Friedrich Wilhelm IV (reigned 1840-61) also had grandiose plans, sketching out a two-kilometre-long Via Triumphalis and aiming, with Schinkel, Ludwig Persius and the landscape architect Peter Joseph Lenné, to turn Potsdam into a Gesamtkunstwerk (see above) with buildings blending seamlessly with the landscape. They built a belvedere and the Temple of Pomona, Roman baths, the Italianate Church of Peace (as a royal mausoleum), a pumping station disguised as a mosque, and most famously the Orangery (1851-64), based on the Villa d’Este at Tivoli, and the Charlottenhof.
I don’t remember much of my first visit, in about 1990, except for the cute and very photographable red squirrels in the park (I enjoyed the urban red squirrels in Berlin on this most recent visit); this time the highlight was the Picture Gallery, next to Sanssouci Palace, built for Friedrich II in 1755-63, essentially one large hall, all white and gold with marble taken from Roman ruins. Two or three rows of paintings hang facing south, with some glare, and organised by schools (ie countries), which was a new idea at the time. There are a lot by Rubens (and school of and workshop of Rubens, and The Battle of Hercules & the Amazons, by Rubens and Jan Brueghel the Elder), Caravaggio’s Doubting Thomas, a striking Lievens (Man in Oriental Costume), and more by Flinck, de Gelder, Jordaens, van Honthorst, van Dyck, and a few Italians such as Procaccini, Bassano and Guido Reni. There are no Rembrandts now, although a couple were removed to the Altes Galerie in 1829. I entered at the top and emerged in the gardens below, although that may be a temporary response to Covid-19.

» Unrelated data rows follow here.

PR #3640, opened 2024-01-23
Provide diagnostic locations for imported namespaces.

jonmeow:
Building on #3636 which handles the general import case, add special casing for namespaces. Namespaces can be combined cross-IR, so it's a little more complex.

The implementation adds import_id to the Namespace instruction as a reference to find the original using the normal structure. This is achieved by moving the name_id to NameScope to free up space.

---

I considered a few alternatives...

I considered adding import_id to NameScope, but:

1. It's more consistent with things such as Function or Class that provide name_id on the info object rather than the instruction.
2. I thought it more likely that there would be more NameScope cases that might want a name_id rather than the import_id, since ImportRef will typically be used.

I considered putting the import source (cross-ref IR id + inst id) on the NameScope versus a separate ImportRef, which seems like the strongest argument towards the NameScope approach because it removes an instruction. That just felt inconsistent though, and the overhead of instruction-per-imported-namespace should be low (theoretically few namespaces should be used). Plus I feel a bit odd adding two generally-unused ids to NameScope.

A specialized Namespace structure could also have been created to store the import_id, but that would add an indirection to the NameScope.


toolchain/check/check.cpp
```diff
@@ -30,20 +30,61 @@ class SemIRLocationTranslator
...
-  Parse::NodeLocationTranslator* node_translator_;
+  auto GetLocationInFile(const SemIR::File* sem_ir,
+                         Parse::NodeLocation node_location) const
+      -> DiagnosticLocation {
+    auto it = node_translators_->find(sem_ir);
+    CARBON_CHECK(it != node_translators_->end());
+    return it->second->GetLocation(node_location);
+  }
+
+  const llvm::DenseMap<const SemIR::File*, Parse::NodeLocationTranslator*>*
```
chandlerc: Minor, and fine to do in a follow-up: might be worth extracting a typedef for this map. It's used in more than one function declaration it seems in addition to here.

toolchain/check/testdata/array/array_in_place.carbon
```diff
@@ -25,7 +25,7 @@ fn G() {
 // CHECK:STDOUT: }
 // CHECK:STDOUT:
 // CHECK:STDOUT: file {
-// CHECK:STDOUT:   package: <namespace> = namespace package, {.F = %F, .G = %G} [template]
+// CHECK:STDOUT:   package: <namespace> = namespace {.F = %F, .G = %G}, invalid [template]
```
chandlerc: Hmm, should this be special cased in the formatter? Specifically, that `invalid` is used to represent a normal state here that just doesn't have any extra information to display?

chandlerc (commented):
Generally really nice!

One super minor thing inline, and a question about the formatted IR representation after this change inline.

toolchain/check/check.cpp
jonmeow: I tend to prefer not doing typedefs in cases like this. https://google.github.io/styleguide/cppguide.html#Aliases I've always read as being reticent about typedefs [and I like to see the map].

toolchain/check/testdata/array/array_in_place.carbon
jonmeow: I guess I have a different interpretation here. `invalid` is the representation of `InstId::Invalid` being present (or probably any `Invalid` value); it's not "no extra information", it _is_ the information.

jonmeow: Changed the code to elide invalid values.

toolchain/check/check.cpp
chandlerc: FWIW, I wasn't suggesting this really be public.

But regardless, this is optional.

toolchain/check/testdata/array/array_in_place.carbon
chandlerc: Thanks, I do somewhat prefer viewing this as a "not used" part of the instruction and not rendering it.

That said, a) you shouldn't block on this as its super easy to iterate here if we change our minds.

And b) good to double check with @zygoloid to get another view maybe?

But definitely go ahead and merge!

chandlerc (approved):

PR #3642, opened 2024-01-23
Add filetype highlighting to block string literals

### LINKED ISSUE #3641: Missing filetype highlighting in block string literals
From the docs on [string literals](https://github.com/carbon-language/carbon-lang/blob/trunk/docs/design/lexical_conventions/string_literals.md):

> A block string literal starts with '''. Characters on the same line following the ''' are an optional file type indicator. The...

> A file type indicator is any sequence of non-whitespace characters other than ' or #. The file type indicator has no semantic meaning to the Carbon compiler, but some file type indicators are understood by the language tooling (for example, syntax highlighter, code formatter) as indicating the structure of the string literal's content.

However, these filetypes aren't being highlighted:

image

skoriop:
This PR adds filetype highlighting support to block string literals in the TextMate grammar.

After adding the regex in the `begin` of the block string literal, `beginCaptures` is used to access the first capturing group of the regex (which captures the filetype) and apply the `constant.character.escape` rule.

image

Closes #3641

### DIFF
--- a/utils/textmate/Syntaxes/Carbon.plist
+++ b/utils/textmate/Syntaxes/Carbon.plist
@@ -82,7 +82,7 @@ SPDX-License-Identifier: Apache-2.0 WITH LLVM-exception
                 <key>name</key>
                 <string>string.quoted.triple.carbon</string>
                 <key>begin</key>
-                <string>'''([^']*\n)?</string>
+                <string>'''([^\s'#]*\n)?</string>
                 <key>end</key>
                 <string>'''</string>
                 <key>beginCaptures</key>
--- a/utils/textmate/Syntaxes/Carbon.plist
+++ b/utils/textmate/Syntaxes/Carbon.plist
@@ -82,10 +82,17 @@ SPDX-License-Identifier: Apache-2.0 WITH LLVM-exception
                 <key>name</key>
                 <string>string.quoted.triple.carbon</string>
                 <key>begin</key>
-                <string>'''</string>
+                <string>'''([^']*\n)?</string>
                 <key>end</key>
                 <string>'''</string>
-
+                <key>beginCaptures</key>
+                <dict>
+                    <key>1</key>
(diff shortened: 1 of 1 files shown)


chandlerc:
Exciting -- but may be worth coordinating a bit with #3635 as there seems to be some overlap?

chandlerc:
> Exciting -- but may be worth coordinating a bit with #3635 as there seems to be some overlap?

After looking at both, I've queued #3635 to merge as it'll give an isolated fix to the quote style. If you can rebase on top of that, happy to review the highlighting for the file type marker.

Also, thanks again for contributing, really appreciated!

skoriop:
> Exciting -- but may be worth coordinating a bit with https://github.com/carbon-language/carbon-lang/pull/3635 as there seems to be some overlap?

My bad, don't know how I missed that when making my PR :no_mouth: 

I've rebased my commits onto `trunk` now.

utils/textmate/Syntaxes/Carbon.plist
```diff
@@ -82,10 +82,17 @@ SPDX-License-Identifier: Apache-2.0 WITH LLVM-exception
...
                 <string>'''</string>
-
+                <key>beginCaptures</key>
+                <dict>
+                    <key>1</key>
+                    <dict>
+                        <key>name</key>
+                        <string>constant.character.escape.carbon</string>
+                    </dict>
+                </dict>
```
chandlerc, line 95: This may just be that I don't know as much about the vscode syntax (sorry for that), but could you mention this part of the change and what it does in the description?

skoriop: Yup, I've updated the description

chandlerc: Ah, I see! Thanks!

chandlerc (approved):
LG

PR #3643, opened 2024-01-23
Refactor instruction profile functions.

jonmeow:
I was thinking about different ways to implement our discussion. Note I have two commits with slightly different approaches here. I lean towards the "Different approach" commit.

The main change here is probably SelectProfileArgFunction versus SelectProfileArgs. I was trying to write a `TryArgType<InstT, N>` which would allow removing SelectProfileArgs but couldn't get that to work. Approaches I thought of either ran into tuple element bounds checking, or unsupported C++ features.

I backed away from casting (as in the earlier commit) because it felt like it created more wrappers, due to BuiltinKind and int32_t direct use (on AnyBranch, "kind-specific data"). These are things that, if we added generic `arg0_typed<ArgType>() -> ArgType` support on Inst, could probably be factored a little better. But I was trying to operate within a narrow refactoring scope to try to see what I could do in a narrow scope, without modifying Inst.


zygoloid:
I think this will result in more code size than we had before, because we won't use the same implementation for the different ID kinds that hash as just an integer any more. I think we can change this a little and avoid that, though.

I've sent you a PR against your PR: https://github.com/jonmeow/carbon-lang/pull/1 :)

zygoloid (dismissed):
LG, commit message should probably be updated before this is merged.

jonmeow:
Sorry, to try to explain... I merged in your suggestion so that I could look at it more closely, but I was still looking for ways to provide a simpler approach. I made some changes, could you review now?

toolchain/sem_ir/inst_profile.cpp
```diff
@@ -4,110 +4,115 @@
...
-    } else if constexpr (std::is_same_v<ArgT, IntId>) {
-      return IntProfileArgFunction;
-    } else if constexpr (std::is_same_v<ArgT, RealId>) {
-      return RealProfileArgFunction;
+    if constexpr (IsInvocable<ArgT>(
+                      [](auto&& arg)
+                          -> decltype(ProfileArg(
+                              std::declval<llvm::FoldingSetNodeID&>(),
+                              std::declval<const File&>(), arg)) {})) {
+      return std::declval<ArgT>();
```
zygoloid, line 91: I think it's better to have an explicit list of the ID types that use the `int32_t` profiling rather than using that profiling automatically for newly-added ID types, so that explicit action is required when adding a new ID type to choose the profiling behavior. (In particular, while making the list I noticed that we were using `int32_t` profiling for `BindNameId` and for `StringLiteralValueId`, both of which seem questionable.)

jonmeow:
Per discussion... We may look instead at deduplicating blocks and ints/reals before they get added, so that the IDs would be profiled directly. That'd get overloading working directly. Neither of us are super happy about the options here, but generally agreeing that that kind of approach would be better. The current code is reasonable, so agreement was towards closing this and focusing more on a long-term where we wouldn't need to special-case IDs for profiling here.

The city centre was heavily damaged in the closing days of World War II, and was then subjected to Soviet-style town planning; now they seem to be ‘doing a Dresden’ and trying to rebuild it as it was, at least on the surface. The rebuilt City Palace (built in 1763-9) now houses the state parliament, and the Barberini Palace next door (1771-2) reopened in 2017, putting on temporary art exhibitions, based on the Impressionist collection of Hasso Plattner, co-founder of the software company SAP. In the Old Town Hall (1753-5), the Potsdam Museum offers free entry to its history galleries on the top floor (and paid entry to art exhibitions downstairs) – it’s not entirely clear on the development of the royal palaces and parks, but is strong on the twentieth century in particular (in German and English). There are also film and natural history museums in Potsdam, among others.